**STORED DATA**:
PR #2574, opened 2024-02-05
Seek localized book files and quest files from mods

Jagget:
Seek localized book files and quest files from mods

Loose files can be packed, and it will make installing new books mods and quest localizations easier and more straightforward.


KABoissonneault (approved):
Love a PR that removes some TODOs

Interkarma (approved):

**ASSIGNMENT**: Transcribe the data above so that every line matches exactly.

**TASK ANSWER**:
PR #2574, opened 2024-02-05
Seek localized book files and quest files from mods

Jagget:
Seek localized book files and quest files from mods

Loose files can be packed, and it will make installing new books mods and quest localizations easier and more straightforward.


KABoissonneault (approved):
Love a PR that removes some TODOs

Interkarma (approved):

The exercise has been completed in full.